There are three fixes and you need at least two of them.

Connection lifetime shorter than lease TTL. Set max_lifetime on the pool to something less than the lease’s default_ttl. The pool recycles connections before Vault drops them. In Go’s database/sql, that is db.SetConnMaxLifetime(45 * time.Minute) for a 1h lease.

Lease renewal in the Agent. The Agent Injector renews the lease automatically up to max_ttl. Set max_ttl to something like 24h so leases can be renewed throughout a day-long run. After 24h the connection has to rotate regardless.

Health-check the pool. A periodic SELECT 1 from the pool surfaces dead connections quickly instead of letting them sit until first use.
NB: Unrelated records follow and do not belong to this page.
PR #115, opened 2022-05-27
fix: #112 - default NestedKey to never

### LINKED ISSUE #112: TypeScript validation is broken when a single namespace is available in the messages
./types/next-intl.d.ts;

```ts
type Messages = typeof import('../messages/en.json');
declare interface IntlMessages extends Messages {}
```

./messages/en.json;

```json
{
  "Home": {
    "heroTitle1": "Discover website",
    "heroTitle2": "and freedom!",
    "heroSubtitle": "Vulputate erat cubilia praesent, dolor mattis condimentum eget tellus phasellus auctor elementum morbi, justo torquent egestas, nulla cursus tellus, per.",
    "heroButton": "See More"
  }
}
```

./pages/index.html;
bug

The example provided in the documentation is invalid.

P.S. My typescript version is 4.6.3

kelsny:
Fixes #112 

Modified files:

- `packages/use-intl/src/useTranslations.tsx`

It's just my comment with the ideas applied:

> And in the conditional, I just check if `NestedKey` is `never`: `[NestedKey] extends [never] ? ... : ...`. It seems to work fine.
> 
> You can find the fix [here](https://www.typescriptlang.org/play?#code/PTAEFpM0FcBcCWAbAzgWAFCbgTwA4CmoAcgSnAQCYDSBOA8gGYA89AfKALyj2gEAeFAHaUUoAPYAjAFYEAxnFAB+UAG9MoTaADa1UAiGgA1nXGMeAXQBcoAAYASVXoBkocgCcDAcwC+t0AA+do4ubnCeQr4AdI6k5FS0DCz0uhZsfgDcmD7aJjhmlqA2QgQAbgTuWVgYuISgAOIEcKwANKAACnyCBCJiHt4cnBodXcKiwaoGjBWgiT4xk0LT7qAASmRwfsOaKomjPeN5Bbwqjc0piRZt6+QcxWUV20UjAmNiR+YnPNrtFs8l5UqmGw+CIZ3oMnkcESKFas32vTCES8gzUwx++kM1GsDSacPaHFeBz64W8ylAAJmNnaVRy2KqmBAECg4H0AFs8EgCGyenAAIaIcRCYEYJkAIXc4hMwuqciF5AkMi4aIwmkkfPcNnUqq0fJsAHIABIEJBIcT64Y+bKgPliOVCcgMjCMGBCBQIIWgRh8hTidw4ACMzDiFBodAR43BkIUMOYtQIBSk0jaIYSdCYcdBiZkbFRlPcbAAFEI+TyUHgfQQlDZU2GcABKFWaJm1vYIMRStpwAAWRHtlAQgsM7dAkkl0qiw3cTRg7kM+sY4nNNrEhdb4aJiO0+b+KgARGOpT09889wB3P1Gbx7+u0kVMgDql+8IvtCqTACZldrNLbKIwtT-ADQD3IC9x8FphnVTUm11A1jVNc1LWtW1QDfOAnRdN0hy9H04D9HAP2DDY0xwCMxCjWQYzoWF42zaQPxTEi6wzOjzE-XMixLMsKzkKsa2YxJGx-TRpzgWd50XZdUMLSioVjNjFQYpj4hYlhFI4wlukRdcyP3Q9pRPGxz2fSIbzvaomRZVk5D5U10FleVFHcANlW9X1-QDQt9Wg-VGyZA9x2PTB0NAdwv24dz8P9D9vN8-ywBM9wrzMzAgA)

### DIFF
--- a/packages/use-intl/src/useTranslations.tsx
+++ b/packages/use-intl/src/useTranslations.tsx
@@ -17,7 +17,7 @@ import NestedValueOf from './utils/NestedValueOf';
  * (e.g. `namespace.Component`).
  */
 export default function useTranslations<
-  NestedKey extends NamespaceKeys<IntlMessages, NestedKeyOf<IntlMessages>>
+  NestedKey extends NamespaceKeys<IntlMessages, NestedKeyOf<IntlMessages>> = never
 >(
   namespace?: NestedKey
 ): // Explicitly defining the return type is necessary as TypeScript would get it wrong
@@ -27,17 +27,14 @@ export default function useTranslations<
     TargetKey extends MessageKeys<
       NestedValueOf<
         {'!': IntlMessages},
-        NamespaceKeys<IntlMessages, NestedKeyOf<IntlMessages>> extends NestedKey
+        [NestedKey] extends [never]
           ? '!'
           : `!.${NestedKey}`
       >,
       NestedKeyOf<
         NestedValueOf<
           {'!': IntlMessages},
-          NamespaceKeys<
-            IntlMessages,
-            NestedKeyOf<IntlMessages>
-          > extends NestedKey
+          [NestedKey] extends [never],
             ? '!'
             : `!.${NestedKey}`
         >
@@ -54,17 +51,14 @@ export default function useTranslations<
     TargetKey extends MessageKeys<
       NestedValueOf<
         {'!': IntlMessages},
-        NamespaceKeys<IntlMessages, NestedKeyOf<IntlMessages>> extends NestedKey
+        [NestedKey] extends [never]
           ? '!'
           : `!.${NestedKey}`
       >,
       NestedKeyOf<
         NestedValueOf<
           {'!': IntlMessages},
-          NamespaceKeys<
-            IntlMessages,
-            NestedKeyOf<IntlMessages>
-          > extends NestedKey
+          [NestedKey] extends [never]
             ? '!'
             : `!.${NestedKey}`
         >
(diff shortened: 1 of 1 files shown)


packages/use-intl/src/useTranslations.tsx
```diff
@@ -27,19 +30,12 @@ export default function useTranslations<
     TargetKey extends MessageKeys<
       NestedValueOf<
         {'!': IntlMessages},
-        NamespaceKeys<IntlMessages, NestedKeyOf<IntlMessages>> extends NestedKey
-          ? '!'
-          : `!.${NestedKey}`
+        [NestedKey] extends [never] ? '!' : `!.${NestedKey}`
```
amannn, line 33: From [your issue comment](https://github.com/amannn/next-intl/issues/112#issuecomment-1139945855):

> When using generics as types for optional parameters, and the parameter is not given, the generic is defaulted to its constraint.
So I solved this (in a terrible way I did not test) by testing if the constraint extends NestedKey . Obviously, now that I think about it, this will break for objects with only one top-level property...
I also just learnt this very recently, so now I can solve this problem. I've given NestedKey a default "value" (it's actually a type, of course, but at the type-level I refer to types as "values") of never.
And in the conditional, I just check if NestedKey is never: [NestedKey] extends [never] ? ... : .... It seems to work fine.

I think I understand. Ultimately we want to check if `namespace` was provided at the type-level and `never` would mean that it wasn't. Makes sense to me! It's still a bit strange to me though why have to wrap the types into arrays for comparing them with `extends`.

But it's really great to see that this works! 👏

amannn (commented):
Hey @kelsny, this is incredibly nice of you to directly submit a PR! Thank you so much for your help!

amannn:
I tested your fix in a larger codebase where I'm using `next-intl` and it seems to work flawlessly. Thank you very much for your help @kelsny!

What you cannot do is hold a pooled connection forever. Dynamic secrets and forever-live connections are incompatible by design.

Common Pitfalls

Database admin user with too much privilege. The user Vault uses to create ephemeral users needs CREATEROLE on Postgres, plus GRANT rights on whatever schemas the role grants access to. It does not need SUPERUSER. I have seen Vault configured with the Postgres superuser more than once.

max_ttl too short. If max_ttl equals default_ttl, the lease cannot be renewed at all. The pod gets a credential, uses it for an hour, the credential expires, and the Agent has to fetch a brand new one — which means a brand new Postgres user, which means existing connections die. Make max_ttl significantly longer than default_ttl.

Cluster-wide Vault token. Tempting in dev to give every workload one Vault role. In prod, one role per workload, scoped to a service account. Otherwise a compromise of any pod gets DB access for every database role that token can reach.

Auto-unseal misconfigured. Vault HA with file storage and Shamir unseal will not survive a node reboot at 3am. Raft storage plus KMS auto-unseal (AWS KMS, GCP KMS, Azure Key Vault) is the only setup I recommend for production. The Vault HA reference architecture is worth reading carefully.

Forgetting about static creds. Dynamic secrets are great for databases and cloud APIs. Some secrets are inherently static — third-party API keys, signing keys, webhook secrets. Use Vault’s KV v2 engine for those, with versioning enabled. Rotation is manual but at least audited.

Audit log not enabled. Vault does not log requests by default. vault audit enable file file_path=/vault/logs/audit.log is the first command on any new Vault. Without it, you cannot answer “who read this secret yesterday”.

Wrapping Up

Dynamic secrets are not a drop-in upgrade. They change the lifecycle of credentials in a way that interacts with connection pools, application restart behaviour, and your incident-response playbook. The work is worth it: a stolen credential expires before the attacker has time to scan, and rotation stops being a quarterly fire drill. Once secrets are short-lived, the next thing worth tightening is what is happening inside the container at runtime, which is where Falco’s runtime detection comes in.